Benedetto, a former Bronx teacher, said that while he understands the reality that technology has encroached on literature, there is something special about books for kids: “You bring yourself to Barnes & Noble and you see the entire spectrum of what is available in terms of knowledge. We don’t want our kids to miss out on that, to discover something they can hold in their hands and have forever.”

The local Barnes & Noble opened in 1999 after then Assemblyman Steven Kaufman waged a two-year campaign to get a bookstore near his home.

“I feel terrible,” Kaufman, who reads about a book a week and has purchased hundreds of books from that store, told Metro. “This was a very long, hard-fought battle to bring it into the (Bronx). I ascribe its demise to the Internet.”

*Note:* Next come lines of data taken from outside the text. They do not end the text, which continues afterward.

PR #403, opened 2025-01-06
Force flux_unit to be unit instance

pllim:
Force flux_unit to be unit instance instead of a str to be compatible with astropy v7.1

xref https://github.com/astropy/astropy/pull/17586

### DIFF
--- a/synphot/spectrum.py
+++ b/synphot/spectrum.py
@@ -484,7 +484,7 @@ class BaseSpectrum:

Jerry Welkis, president of Welco Realty, said that he’s offered Barnes & Noble long-term leases at a number of other smaller locations inside and outside the mall. The “small concept” stores would be roughly half of its typical 20-25,000 square foot stores.

“Thus far they have not agreed to any of those options,” Welkis told Metro.

Barnes & Noble executives said they haven’t ruled out a different Bronx location.

On Tuesday, Bronx Borough President Diaz plans to meet with other local officials to deploy a strategy to try to get the bookstore to stay.